Kurang lebih selama lima belas tahun gue hidup di dunia ini, banyak hal yang bisa merubah beberapa sikap buruk gue, semakin lama gue hidup, semakin gue sadar bahwa bersikap merasa lebih tinggi dari orang lain adalah sikap yang sama sekali tidak memberikan benefit. Menyombongkan harta yang dimiliki walaupun kenyataannya nihil adalah sebuah kegiatan bodoh yang memalukan.
Entah memang saat itu zamannya atau bukan, tapi, waktu zaman gue masih sekolah dasar, gue hobi banget beli tas dengan harga more than 150.000 di mall-mall. Gue merasa bahwa gue harus punya barang-barang mahal. Gue selalu beli sepatu sekolah tiap naik kelas, kalau ngga, ya, gue bakalan nangis dan marah besar sama emak bapak.
Gue juga selalu menolak untuk pakai baju yang mereknya gak jelas, dengan harga 30.000 atau 50.000, semuanya harus diatas 150.000, gue nggak akan pakai baju pasar sekalipun itu adalah pemberian. Gue juga yang selalu maksa-maksa harus beli baju lebaran tiap tahun.
Gue adalah bocah manja yang selalu ingin dapat hadiah ulang tahun, atau minimal bisa tiup lilin bareng keluarga. Kalau nggak dikasih, respon gue akan sama pula, nangis dan mogok ngomong sama emak bapak.
Gue juga seorang siswi SD yang super rasis. Main sama orang-orang berduit, highclass, padahal asli, gue gak punya apa-apa. Gue hanya berteman dengan orang-orang yang lebih cantik, padahal nyatanya semua orang cantik tergantung dari sisi mana kita melihat dia.
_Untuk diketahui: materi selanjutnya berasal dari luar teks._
PR #140, opened 2026-07-28
Fix settings not persisting (Model Configuration resets, model source folders lost)

### LINKED ISSUE #135: Additional model sources folder not persisting across app restart
Version 0.1.0 (202607272042) + OS X 26.5.2. Prebuilt version downloaded from https://blaizzy.github.io/nativ/

Steps to reproduce: 
1. Model Sources -> Add Folder... 
2. After restarting the app is back to just the  default folder.

Add folder, model detection works ok:
Image

After restarting app:
Image

Let me know if I can do anything to help!

### LINKED ISSUE #139: Model Configuration resets and is not persisted
## Environment

- Nativ version: 0.1.0
- Build: 202607272042
- Installed from the official DMG in `/Applications/Nativ.app`
- macOS: 26

## Steps to reproduce

1. Select/load a language model in **Models**.
2. Open **Chat** → **Model Configuration**.
3. Change **Temperature** from `0` to `0.1`.
4. Close and reopen the Model Configuration panel.

## Expected

The changed value remains saved, at least for the current model or app session.

## Actual

The value resets to `0`. Other Model Configuration values also reset.

## Storage checks

- `~/Library/Application Support/Nativ/Settings.plist` is not created.
- `~/Library/Preferences/io.github.blaizzy.nativ.plist` contains only window, updater, and welcome settings—not model configuration.
- `~/Library/Application Support/Nativ/` is writable.
- No Nativ crash report was created.

Lazarus-931:
Closes Blaizzy/nativ#139. Closes Blaizzy/nativ#135.

## Problem

Settings changes don't survive an app restart — Model Configuration (temperature, etc.) resets, and added model source folders disappear. As reported in Blaizzy/nativ#139, `~/Library/Application Support/Nativ/Settings.plist` is **never created**, even though the directory is writable.

## Cause

`NativSettings.save()` wrote the keychain **before** the plist, inside one `do/catch` that swallows errors:

```swift
let settings = normalized()
do {
    try credentialStore.save(settings.serverAPIKey)   // keychain first
    try settings.writePropertyList(to: url)           // skipped if the line above throws
} catch { /* swallowed */ }
```

The keychain query uses `kSecUseDataProtectionKeychain: true`. On a non-sandboxed app without a keychain-access-groups entitlement (which this app is), that call fails, so `credentialStore.save()` throws, `writePropertyList` never runs, the error is eaten, and no settings are ever written to disk. This affects every setting — Model Configuration (Blaizzy/nativ#139) and model source folders (Blaizzy/nativ#135) alike.

## Fix

Write the settings plist independently of the keychain, so a keychain failure can't block it:

```swift
let settings = normalized()
try? settings.writePropertyList(to: url)          // always persist settings
try? credentialStore.save(settings.serverAPIKey)  // best-effort key storage
```

`serverAPIKey` is not encoded into the plist (it's only read for legacy migration), so writing the plist doesn't leak the key to disk. The key still reaches the keychain when that succeeds; when it doesn't, settings persist anyway and the key is simply session-only — strictly better than today, where nothing persists.

## Testing

Change Temperature, or add a model source folder, then quit and relaunch → the value/folder is retained, and `Settings.plist` is created.

## Follow-up

Dropping `kSecUseDataProtectionKeychain: true` would let the keychain write itself succeed on this app (so the API key persists across launches too). Left out here to keep this change minimal and avoid keychain-migration concerns.

### DIFF
--- a/Configuration/Nativ.entitlements
+++ b/Configuration/Nativ.entitlements
@@ -1,0 +1,10 @@
+<?xml version="1.0" encoding="UTF-8"?>
+<!DOCTYPE plist PUBLIC "-//Apple//DTD PLIST 1.0//EN" "http://www.apple.com/DTDs/PropertyList-1.0.dtd">
+<plist version="1.0">
+<dict>
+	<key>keychain-access-groups</key>
+	<array>
+		<string>$(AppIdentifierPrefix)$(PRODUCT_BUNDLE_IDENTIFIER)</string>
+	</array>
+</dict>
+</plist>
--- a/Sources/Nativ/NativSettings.swift
+++ b/Sources/Nativ/NativSettings.swift
@@ -573,12 +573,8 @@ struct NativSettings: Codable, Equatable {
         credentialStore: ServerAPICredentialStoring = ServerAPIKeychain()
     ) {
         let settings = normalized()
-        do {
-            try credentialStore.save(settings.serverAPIKey)
-            try settings.writePropertyList(to: url)
-        } catch {
-            // Do not replace the last recoverable credential on failure.
-        }
+        try? settings.writePropertyList(to: url)
+        try? credentialStore.save(settings.serverAPIKey)
     }
 
     private func writePropertyList(to url: URL) throws {
--- a/Tests/NativTests/NativSettingsTests.swift
+++ b/Tests/NativTests/NativSettingsTests.swift
@@ -148,6 +148,25 @@ final class NativSettingsTests: XCTestCase {
         )
     }
 
+    func testSavingWritesPropertyListEvenWhenCredentialStoreFails() throws {
+        let url = temporarySettingsURL()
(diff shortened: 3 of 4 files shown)


lucasnewman:
@Lazarus-931 We should fix the keychain param first, ideally by adding the entitlement before dropping the param. It's trying to avoid losing data since the settings write will drop the migrated API key.

C-K-Loan:
FYI, #143 fixes the same underlying bug (`NativSettings.save()`'s Keychain write and plist write sharing one swallowing `do/catch`) — found independently while testing an unrelated feature, so this is a nice cross-confirmation that the root cause and the fix shape are right. Didn't know about #139/#135 when we filed ours; thanks for tracking those down. #143 does add a regression test pinning the behavior (`testSavingWritesPropertyListEvenWhenCredentialStoreFails`) if that's useful to fold in regardless of which PR ends up landing.

lucasnewman (approved):
🙏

Gue anti banget pakai sendal jepit, anti banget dengan sendal murahan. Padahal gue juga ga mampu beli sendal yang harganya lebih dari sepuluh ribu. Pokoknya untuk sekedar beli bakso atau es krim, gue harus tampil cantik baju mahal anti sendal murahan. Gue juga nggak akan beli jajanan kalau belum mandi. So, kalau gue mau beli siomay, ya, gue mandi dulu. Setelah selesai mandi, abangnya keburu pergi.
Banyak kayaknya, sampe-sampe gue lupa hal konyol apalagi yang pernah gue lakukan.
Nah, zaman SMP, gue makin menjadi-jadi. Mungkin ini disebabkan oleh semakin bertambahnya umur gue, semakin bertambah pula kebodohan gue, bertambah pula soknya gue.
Gue menghabiskan uang untuk traktir temen-temen dihari ulang tahun, bisa dibilang gue nyesel banget, duit yang gue hambur-hamburkan itu mungkin bisa dipakai untuk biaya hidup selama sebulan bahkan lebih.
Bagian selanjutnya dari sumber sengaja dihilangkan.